Anyone who used Ethereum before will notice that you will only have one address that does not change unlike Bitcoin. While this is good for convenience, a single address is bad for privacy as all transactions tied to this address will be shown on the blockchain explorer and it is also not secure. With just a single address, the account user will have no choice but to stick to a single address, which usually means using a single private key and if the private key gets compromised, all of the cryptocurrencies associated with the address will be stolen. Sure, you can use a fresh account for every transaction, but not only are the costs for sending cryptocurrencies out of every wallet very high for an average user, it is also very confusing for people to manage every wallet (just imagine 50 different accounts, with each holding different kinds of tokens).

Since all of us are using wallets with a seed phrase usually containing 12 or 24 words backing up the accounts, we can treat the seed phrase as the master key that is able to unlock all the addresses associated with a smart contract when it is needed to send funds with a single transaction. With smart contracts, we are also able to be flexible in terms of generating addresses. The solution here will ensure privacy as people tracking a transaction will only see an address with one transaction, and will have a harder time figuring out the total amount of cryptocurrency a person is holding. To increase security of cryptocurrencies held in the wallet, an optional multisignature function can be implemented as well.

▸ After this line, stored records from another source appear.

Issue #609, opened 2017-03-07
Improve progress report


GeorgesStavracas:
When a Flatpak has extra-data fields, Flatpak does suboptimal job in reporting the progress. The progress goes back and forth between 0% and 100%.

PR #610, opened 2017-03-07
Improve progress report

GeorgesStavracas:
Fixes the issue described in flatpak/flatpak#609

### DIFF
--- a/common/flatpak-dir.c
+++ b/common/flatpak-dir.c
@@ -1791,26 +1791,18 @@ extra_data_progress_report (guint64 downloaded_bytes,
 }
 
 static gboolean
-flatpak_dir_pull_extra_data (FlatpakDir          *self,
-                             OstreeRepo          *repo,
-                             const char          *repository,
-                             const char          *ref,
-                             const char          *rev,
-                             FlatpakPullFlags     flatpak_flags,
-                             OstreeAsyncProgress *progress,
-                             GCancellable        *cancellable,
-                             GError             **error)
+flatpak_dir_setup_extra_data (FlatpakDir           *self,
+                              OstreeRepo           *repo,
+                              const char           *rev,
+                              FlatpakPullFlags      flatpak_flags,
+                              OstreeAsyncProgress  *progress,
+                              GCancellable         *cancellable,
+                              GError              **error)
 {
   g_autoptr(GVariant) extra_data_sources = NULL;
-  g_autoptr(GVariant) detached_metadata = NULL;
-  g_auto(GVariantDict) new_metadata_dict = FLATPAK_VARIANT_DICT_INITIALIZER;
-  g_autoptr(GVariantBuilder) extra_data_builder = NULL;
-  g_autoptr(GVariant) new_detached_metadata = NULL;
-  g_autoptr(GVariant) extra_data = NULL;
   int i;
   gsize n_extra_data;
   guint64 total_download_size;
-  ExtraDataProgress extra_data_progress = { NULL };
 
   extra_data_sources = flatpak_repo_get_extra_data_sources (repo, rev, cancellable, NULL);
   if (extra_data_sources == NULL)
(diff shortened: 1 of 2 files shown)


common/flatpak-dir.c
```diff
@@ -2096,6 +2126,17 @@ flatpak_dir_pull (FlatpakDir          *self,
...
+   * progress reports */
+  if (!flatpak_dir_setup_extra_data (self, repo, rev,
+                                     flatpak_flags,
+                                     progress,
+                                     cancellable,
+                                     error))
+    goto out;
+
+
   /* Past this we must use goto out, so we clean up console and
```
alexlarsson: Can you move this comment above the setup

lib/flatpak-installation.c
```diff
@@ -1141,6 +1143,10 @@ progress_cb (OstreeAsyncProgress *progress, gpointer user_data)
   requested = ostree_async_progress_get_uint (progress, "requested");
   current_time = g_get_monotonic_time ();
 
+  /* Set both the fetched and total size to 1 so that when nothing else is left
+   * to be downloaded, we show 100% progress */
+  fetched_size = total_size = 1;
```
alexlarsson: Why not 0?

GeorgesStavracas: To avoid an 0/0 below.

lib/flatpak-installation.c
```diff
@@ -1168,26 +1174,31 @@ progress_cb (OstreeAsyncProgress *progress, gpointer user_data)
                                   formatted_bytes_sec, formatted_bytes_transferred,
                                   formatted_total);
 
-          new_progress = (100 * bytes_transferred) / total_delta_part_size;
+          fetched_size += bytes_transferred;
+          total_size += total_delta_part_size;
```
alexlarsson: I don't really see how this makes a difference in behaviour, because only one of the if-else-if-.. branches will be taken, so fetched_size is only updated once.

lib/flatpak-installation.c
```diff
@@ -1168,23 +1178,28 @@ progress_cb (OstreeAsyncProgress *progress, gpointer user_data)
...
            * all objects are scanned. */
 
-          new_progress = 1;
           estimating = TRUE;
 
           g_string_append_printf (buf, "Receiving metadata objects: %u/(estimating) %s/s %s",
                                   metadata_fetched, formatted_bytes_sec, formatted_bytes_transferred);
+
+          /* Go up to 10% until the metadata is all fetched */
+          new_progress = (10 * metadata_fetched) / (outstanding_metadata_fetches + metadata_fetched);
```
alexlarsson: This can go backwards. For instance, initially metadata_fetched is say 1, and outstanding fetches is 1, so, progress is  5%, then when we get the 1 extra fetch. However, it will converge on the right result eventually, so maybe that is ok.

However, i think we really want some protection against divide by zero here.

alexlarsson: Eh, then we get the 1 extra fetch, and that adds say 10 new metadata objects. So, now we're at 10 * 2 / 12 == 1.7%

lib/flatpak-installation.c
```diff
@@ -1122,6 +1122,16 @@ progress_cb (OstreeAsyncProgress *progress, gpointer user_data)
...
   gboolean estimating = FALSE;
 
+  /* The heuristic here goes as follows:
+   *  - While we don't know how many files, nor they sizes, grow up to 10%
+   *  - Once we have a minimum number of files from the metadata, we can estimate
+   *    how much we still have to download.
+   *     - If we have extra data to download, this goes up to 45%
+   *     - Else, this goes up to 90%
+   * - Extra data will go from 45% to 90%
+   * - Writing the objects goes from 90% to 100%
```
alexlarsson: Thats not right. writing the objects happens before the extra data (that is always last as it is not part of the ostree pull operation)

lib/flatpak-installation.c
```diff
@@ -1168,23 +1178,28 @@ progress_cb (OstreeAsyncProgress *progress, gpointer user_data)
                                   formatted_bytes_sec, formatted_bytes_transferred,
                                   formatted_total);
 
-          new_progress = (100 * bytes_transferred) / total_delta_part_size;
+
+          if (outstanding_extra_data)
+            new_progress = 10 + (35 * bytes_transferred) / total_delta_part_size;
```
alexlarsson: The 10 + is a bit weird here. If we have delta files I don't think we ever need to download any metadata files separatley, so make the deltas be from 0-45 instead of 10-45.

PR #1864, opened 2018-07-06
Improve test diagnostics

smcv:
While debugging some test issues in the Debian stretch backport (which turned out to be an outdated ostree command-line utility) I noticed that new test coverage added since commit 86fd56dce didn't take advantage of the `run_test_subprocess()` helper.


alexlarsson:
@rh-atomic-bot r+

PR #1866, opened 2018-07-07
tests: Fix up ioctl suppressions for tests

alexlarsson:
The FICLONE ioctl suppression was hit via a different
codepath too, so tweak the callstack for the
suppression.


alexlarsson:
@rh-atomic-bot r+

Issue #1845, opened 2018-06-30
GDBus.Error:org.freedesktop.DBus.Error.ServiceUnknown: The name :1.567 was not provided by any .service files


mwleeds:
## Linux distribution and version
Fedora 28
## Flatpak version
0.99.2 (built from git master)
## Description of the problem
It took me two tries just now to install an app. Here's what happened the first time:
```
$ flatpak install eos-apps com.endlessm.wiki_art.en
1 metadata, 0 content objects fetched; 569 B transferred in 1 seconds           
Required runtime for com.endlessm.wiki_art.en/x86_64/eos3 (runtime/com.endlessm.apps.Platform/x86_64/3) found in remote eos-sdk
Do you want to install it? [y/n]: y
Installing in system:
com.endlessm.apps.Platform/x86_64/3                     eos-sdk  07046fc5a683
org.freedesktop.Platform.Icontheme.EndlessOS/x86_64/1.0 eos-sdk  a73d8e9d75d5
com.endlessm.apps.Platform.Locale/x86_64/3              eos-sdk  7b8861e41a47
com.endlessm.wiki_art.en/x86_64/eos3                    eos-apps 59b85f128df8
  permissions: ipc, network, pulseaudio, x11, dri
  dbus access: org.gnome.OnlineAccounts, org.gnome.Software
  system dbus access: com.endlessm.Metrics
Is this ok [y/n]: y
Installing: com.endlessm.apps.Platform/x86_64/3 from eos-sdk
[####################] 2218 metadata, 16209 content objects fetched; 179662 KiB transferred in 1413 seconds
Warning: Failed to install com.endlessm.apps.Platform/x86_64/3: GDBus.Error:org.freedesktop.DBus.Error.ServiceUnknown: The name :1.567 was not provided by any .service files
Installing: org.freedesktop.Platform.Icontheme.EndlessOS/x86_64/1.0 from eos-sdk
[####################] 28 metadata, 140 content objects fetched; 111 KiB transferred in 4 seconds
error: Failed to install org.freedesktop.Platform.Icontheme.EndlessOS/x86_64/1.0: GDBus.Error:org.freedesktop.DBus.Error.ServiceUnknown: The name :1.567 was not provided by any .service files
```
## Steps to reproduce
1. Have a slow Internet connection
2. Try to install something.

mcatanzaro:
> Have a slow Internet connection

[...]

PR #1867, opened 2018-07-07
Fix error handling while deploying AppStream

smcv:
Setting an error with second_error->message is going to work poorly
when second_error has never been set non-NULL.

Related to #1845, although not necessarily the full solution.


alexlarsson:
@rh-atomic-bot r+

PR #1868, opened 2018-07-07
Add support for flatpakrefs installation in libflatpak

alexlarsson:
This includes moving some other code from the flatpak install CLI command to a FlatpakTransaction to handle adding any remotes that are needed for this. One signal "add-new-remote" was added as needed for this, with an implementation in FlatpakCliTransaction.


alexlarsson:
@hughsie Does this work for you?

alexlarsson:
@rh-atomic-bot r+

PR #1873, opened 2018-07-08
system-helper: Fix race condition with idle exit

### LINKED ISSUE #1845: GDBus.Error:org.freedesktop.DBus.Error.ServiceUnknown: The name :1.567 was not provided by any .service files

alexlarsson:
If the system helper process exits due to being idle the
FlatpakSystemHelper dbus proxy will return errors on
all calls, because it resolves the well known name to
a unique name on creation, which means it will try
to talk to the old idle-exited instance.

The fix is to not use GDBusProxy, but instead manually
call g_dbus_connection_call_sync().

Fixes #1845

### DIFF
--- a/common/flatpak-dir.c
+++ b/common/flatpak-dir.c
@@ -118,19 +118,19 @@ typedef struct
 
 struct FlatpakDir
 {
-  GObject              parent;
+  GObject          parent;
 
-  gboolean             user;
-  GFile               *basedir;
-  DirExtraData        *extra_data;
-  OstreeRepo          *repo;
-  gboolean             no_system_helper;
+  gboolean         user;
+  GFile           *basedir;
+  DirExtraData    *extra_data;
+  OstreeRepo      *repo;
+  gboolean         no_system_helper;
 
-  FlatpakSystemHelper *system_helper;
+  GDBusConnection *system_helper_bus;
 
-  GHashTable          *summary_cache;
+  GHashTable      *summary_cache;
 
-  SoupSession         *soup_session;
+  SoupSession     *soup_session;
 };
 
 typedef struct
@@ -1010,49 +1010,10 @@ flatpak_ensure_oci_summary_cache_dir_location (GError **error)
   return g_steal_pointer (&dir);
 }
 
-static FlatpakSystemHelper *
-flatpak_dir_get_system_helper (FlatpakDir *self)
-{
-  g_autoptr(GError) error = NULL;
-
-  if (g_once_init_enter (&self->system_helper))
-    {
-      FlatpakSystemHelper *system_helper;
-      const char *on_session = g_getenv ("FLATPAK_SYSTEM_HELPER_ON_SESSION");
-
-      /* To ensure reverse mapping */
-      flatpak_error_quark ();
-
-      system_helper =
-        flatpak_system_helper_proxy_new_for_bus_sync (on_session != NULL ? G_BUS_TYPE_SESSION : G_BUS_TYPE_SYSTEM,
-                                                      G_DBUS_PROXY_FLAGS_DO_NOT_LOAD_PROPERTIES |
-                                                      G_DBUS_PROXY_FLAGS_DO_NOT_CONNECT_SIGNALS,
-                                                      "org.freedesktop.Flatpak.SystemHelper",
-                                                      "/org/freedesktop/Flatpak/SystemHelper",
-                                                      NULL, &error);
-      if (error != NULL)
-        {
-          g_warning ("Can't find org.freedesktop.Flatpak.SystemHelper: %s", error->message);
-          system_helper = NO_SYSTEM_HELPER;
-        }
-      else
-        {
-          g_dbus_proxy_set_default_timeout (G_DBUS_PROXY (system_helper), G_MAXINT);
-        }
-      g_once_init_leave (&self->system_helper, system_helper);
-    }
-
-  if (self->system_helper != NO_SYSTEM_HELPER)
-    return self->system_helper;
-  return NULL;
-}
-
 static gboolean
 flatpak_dir_use_system_helper (FlatpakDir *self,
                                const char *installing_from_remote)
 {
-  FlatpakSystemHelper *system_helper;
-
 #ifndef USE_SYSTEM_HELPER
   if (TRUE)
     return FALSE;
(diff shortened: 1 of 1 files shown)


alexlarsson:
@mwleeds @smcv Can you review this?

common/flatpak-dir.c
```diff
@@ -1010,66 +1010,273 @@ flatpak_ensure_oci_summary_cache_dir_location (GError **error)
...
-        {
-          g_warning ("Can't find org.freedesktop.Flatpak.SystemHelper: %s", error->message);
-          system_helper = NO_SYSTEM_HELPER;
-        }
-      else
-        {
-          g_dbus_proxy_set_default_timeout (G_DBUS_PROXY (system_helper), G_MAXINT);
-        }
-      g_once_init_leave (&self->system_helper, system_helper);
+      g_once_init_leave (&self->system_helper_bus, system_helper_bus);
```
smcv: `g_once_init_leave()` is documented to take a nonzero result. Make `system_helper_bus` a static variable and set a separate `static gsize` to 1 for the execute-once part?

alexlarsson: I don’t think that is right. It will not get the memory barriers right. I could set system_helper_bus to 1 in the failure case though, arch check for that as failure.

smcv: Sorry, I wanted to give a quick negative review for the incorrect use of `g_once_init_leave()`, but it was too late at night to give a correct solution. What I was trying to suggest was separating the variable used for the once-init from the variable for the bus, something like this:

```
static gsize once = 0;

if (g_once_init_enter (&once)
  {
    self->system_helper_bus = ... (&self, system_helper_bus->error);
    g_once_init_leave (&once, 1);
  }

if (self->system_helper_bus == NULL)
  /* error */
```

But `g_bus_get_sync()` is idempotent so maybe this is premature optimization anyway.

common/flatpak-dir.c
```diff
@@ -1046,11 +1046,14 @@ flatpak_dir_system_helper_call (FlatpakDir   *self,
...
 
-      g_once_init_leave (&self->system_helper_bus, system_helper_bus);
+      g_once_init_leave (&self->system_helper_bus, system_helper_bus ? system_helper_bus : (gpointer) 1 );
     }
 
-  if (self->system_helper_bus == NULL)
-    return NULL; /* Error was set above */
+  if (self->system_helper_bus == (gpointer) 1)
+    {
+      flatpak_fail (error, _("Unable to connect to system bus"));
```
smcv: The first time `g_bus_get_sync` fails, if `error` is non-NULL, then `*error` will already be non-NULL from `g_bus_get_sync()`, and you'll be invalidly "piling up errors" here.

common/flatpak-dir.c
```diff
@@ -4815,18 +5008,14 @@ flatpak_dir_run_triggers (FlatpakDir   *self,
   if (flatpak_dir_use_system_helper (self, NULL))
     {
       const char *installation = flatpak_dir_get_id (self);
-      FlatpakSystemHelper *system_helper = flatpak_dir_get_system_helper (self);
 
       /* If we don't have the system helper, we'll have to try as an
        * unprivileged user, which might fail later */
```
mwleeds: I wonder if this comment means we should not error out if the system helper isn't available. Otherwise it should be removed if it's no longer relevant.

It doesn't really make sense though, because it seems not to try as an unprivileged user if `flatpak_dir_use_system_helper` returned TRUE.

common/flatpak-dir.c
```diff
@@ -8236,20 +8400,16 @@ flatpak_dir_remove_ref (FlatpakDir   *self,
   if (flatpak_dir_use_system_helper (self, NULL))
     {
       const char *installation = flatpak_dir_get_id (self);
-      FlatpakSystemHelper *system_helper = flatpak_dir_get_system_helper (self);
 
       /* If we don't have the system helper, we'll have to try and just remove
        * the ref as an unprivileged user, which might fail later */
```
mwleeds: I have similar concerns here as with `run_triggers`

common/flatpak-dir.c
```diff
@@ -8338,18 +8498,14 @@ flatpak_dir_prune (FlatpakDir   *self,
...
```
mwleeds: I have similar concerns here as with `run_triggers`

common/flatpak-dir.c
```diff
@@ -1010,66 +1010,276 @@ flatpak_ensure_oci_summary_cache_dir_location (GError **error)
...
 
-static FlatpakSystemHelper *
-flatpak_dir_get_system_helper (FlatpakDir *self)
+static gboolean
+flatpak_dir_use_system_helper (FlatpakDir *self,
+                               const char *installing_from_remote)
 {
-  g_autoptr(GError) error = NULL;
+#ifndef USE_SYSTEM_HELPER
+  if (TRUE)
```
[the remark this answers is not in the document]
alexlarsson: It was, but i think in the new code everything will work better wrapped with #ifdef USE_SYSTEM_HELPER instead, will fix.

common/flatpak-dir.c
alexlarsson: Yeah, i think these should all be removed

alexlarsson:
all comments fixed

mwleeds:
@rh-atomic-bot r+ f8cee8c

dino68:
Can someone please explain how this thread relates to the post @alexlarsson included at the end concerning the error: **Error: GDBus.Error:org.freedesktop.DBus.Error.ServiceUnknown: The name org.freedesktop.PackageKit was not provided by any .service files**? I have been trying to spin up a GUI in an Ubuntu Core environment and I'm pretty sure my failures to achieve this so far are related to this error.  (I've seen it after all GUI installation requests I've made using apt)

PR #1877, opened 2018-07-10
Add a unit test for the create-usb command

mwleeds:


mwleeds:
Unfortunately the tests need glib 2.57.0 to work and Fedora 28 has 2.56.1

alexlarsson:
Well, we want to build on older glibs anyway, can't you add what is required to the backports in flatpak-utils-private.h?

mwleeds:
> Well, we want to build on older glibs anyway, can't you add what is required to the backports in flatpak-utils-private.h?

When I said that I was thinking that we need the fix in https://bugzilla.gnome.org/show_bug.cgi?id=793994 but that's only applicable to the case where we're running as root (as does eos-updater on a real system), not these unit tests, I think. I'm not sure how it could be backported though, since ostree is the one using glib directly.

Either way, there appears to be another problem to fix, because even with a new enough glib the fakeusbmount isn't found, and there are errors like:
```
(flatpak install:24996): GVFS-RemoteVolumeMonitor-DEBUG: 15:15:57.804: Error: GDBus.Error:org.freedesktop.DBus.Error.ServiceUnknown: The name org.gtk.vfs.Daemon was not provided by any .service files
invoking IsSupported() failed for remote volume monitor with dbus name org.gtk.vfs.UDisks2VolumeMonitor:: GDBus.Error:org.freedesktop.DBus.Error.ServiceUnknown: The name org.gtk.vfs.UDisks2VolumeMonitor was not provided by any .service files (g-dbus-error-quark, 2)
```

mwleeds:
Even outside the test environment on the host, `GIO_USE_VOLUME_MONITOR=unix gio mount -l` detects a bindfs mount in `/home/mwleeds/Desktop/flatpak/fakeusbmount/` but not the one in `/tmp/test-flatpak-3HH0yP/fakeusbmount/`, even though both are in `/proc/mounts`. I think it's because I'm hitting this bug: https://gitlab.gnome.org/GNOME/glib/issues/1024

mwleeds:
It looks like ostree avoids this problem by using a mock volume monitor: https://github.com/ostreedev/ostree/blob/master/tests/test-repo-finder-mount.c

mwleeds:
This is made obsolete by https://github.com/flatpak/flatpak/pull/3476 which adds its own unit tests.

PR #1879, opened 2018-07-10
create-usb: Avoid invalidating the summary file

mwleeds:
Since the create-usb command doesn't run as root (and if it did GNOME
Software wouldn't be able to call out to it), it can't update the
summary file in the source repo if the system installation is being
used. So the user is expected to run `ostree summary -u` before using
create-usb. But if the create-usb command then updates the appstream
data and repo metadata refs, the summary will no longer point to the
latest commits on those refs. As a short term fix, avoid updating the
appstream data and repo metadata, and mention in the manpage that the
user should do so. The better solution, not requiring any manual steps
on the user's part, will require a fix for
https://github.com/ostreedev/ostree/issues/1664.


mwleeds:
bot, retest this please

alexlarsson:
@rh-atomic-bot r+

Issue #1855, opened 2018-07-05
FlatpakTransaction error codes are useless


hughsie:
GNOME Software is currently using FlatpakTransaction to install and remove software. GNOME Software needs to translate any errors, and tries to selectively ignore them based on what the user what trying to do, trying to avoid bombarding the user with gobbledygook.

Running a transaction that fails with a missing runtime always gets me the GError domain of `G_IO_ERROR` and code of `G_IO_ERROR_FAILED`. It's fine to use `GIOErrorEnum` of course, but it would be much better if functions could return `G_IO_ERROR_NOT_FOUND` or `G_IO_ERROR_NOT_SUPPORTED` etc. It would be even better if the transaction functions could promise to return a `FlatpakError` and we could document what errors are expected from what functions in what conditions. In my case a new `FLATPAK_ERROR_REMOTE_NOT_FOUND` would be awesome.

I'm filing a general ranty unhelpful bug rather than a patch as the unspecified error domain/code thing seems a bit endemic all over the flatpak tree and I'm not sure how much flatpak cares about the error codes. At the moment I'm left screenscraping the error message which is certainly suboptimal.

hughsie:
Furhtermore, it seems any call to `flatpak_fail()` gets converted to `glnx_throw()` which returns unconditionally use `G_IO_ERROR_FAILED`.

alexlarsson:
Yeah, this would need a lot of work all over the codebase to get it right in general. Adding FLATPAK_ERROR_REMOTE_NOT_FOUND might be doable though.

matthiasclasen:
Looking through the code, all the g_set_error calls in flatpak-transaction.c use FLATPAK_ERROR codes.

matthiasclasen:
Are there any other error conditions that are worth adding a dedicated FLATPAK_ERROR code for, Richard ?

matthiasclasen:
See https://github.com/flatpak/flatpak/pull/2150

PR #1881, opened 2018-07-10
Add FLATPAK_ERROR_REMOTE_NOT_FOUND error

alexlarsson:
And return it where we look up remotes.
Partial fix of #1855


hughsie:
I don't get REMOTE_NOT_FOUND when i try to install an application with a missing runtime, i just get g-io-error-quark:0  -- I suppose we should also have RUNTIME_NOT_FOUND.

alexlarsson:
@rh-atomic-bot r+

alexlarsson:
bot, retry

alexlarsson:
@rh-atomic-bot retry

PR #1883, opened 2018-07-10
transaction: drop installation caches when needed

### LINKED ISSUE #1882: flatpak_transaction_run() does not drop caches
In my case, running in one process `flatpak_transaction_add_install_flatpakref()` (which installs a flatpakrepo to fulfill the runtime dependency), `flatpak_transaction_run()` then `flatpak_installation_list_remotes()` returns zero remotes. Only by adding a manual call to `flatpak_installation_drop_caches()` after the `_run()` the correct number of remotes (1) is returned.

I think libflatpak should automatically drop the cache if it knows the cache is now invalid -- it's easy enough to work around, but was a pretty big GOTCHA that took us some time to work out.

alexlarsson:
If a remote is added or modified in the cloned FlatpakDir
we also drop caches in the one in the installation.

Fixes #1882

### DIFF
--- a/common/flatpak-transaction.c
+++ b/common/flatpak-transaction.c
@@ -2123,6 +2123,8 @@ flatpak_transaction_resolve_flatpakrefs (FlatpakTransaction *self,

Based on the current survey done on Google Forms with 11 participants at the time of writing, the answers are:

  1. Many people prioritize security (81.8%) when using a non-custodial wallet, and the second being privacy (63.6%). Surprisingly, convenience is not the most popular (45.5%).
  2. 81.8% of the participants are experienced in the field of cryptocurrencies, and
  3. 54.5% mentioned that they hold lots of cryptocurrencies.
  4. 36.4% do not consider METAMASK (Ethereum’s non-custodial wallet) to be safe 
  5. Majority (90.9%) do not use multisignature wallets.

Based on the results, we are able to deduce that:

  1. Wallet users want security when depositing large amounts of cryptocurrencies into a wallet. This is likely due to the fact that non-custodial wallets are hackable and funds can be stolen easily.
  2. Wallet users want privacy when depositing large amounts of cryptocurrencies. This may be due to the fact that the blockchain is public, and anyone can view the blockchain easily with the blockchain explorer and find out who are the ones who hold lots of cryptocurrencies.
  3. Multisignature wallets are not user friendly. Based on the results from the poll, the majority do not view multisignature wallets to be easy to use, even though the majority of the survey participants are not new to the cryptocurrency space.

Solutions:

Unspent Transaction Outputs or UTXO, is the amount of digital currency remaining after a cryptocurrency transaction as an output, and unspent coins will be returned as an input. The closest example to an UTXO will be cash. Imagine you have 10 dollars and a drink costs 5 dollars, you will pay the cashier (output) 5 dollars, and you will receive 5 dollars as change (input) except that with UTXO, your input will be sent from your current address, and you will receive the change or unspent coins in a new address. 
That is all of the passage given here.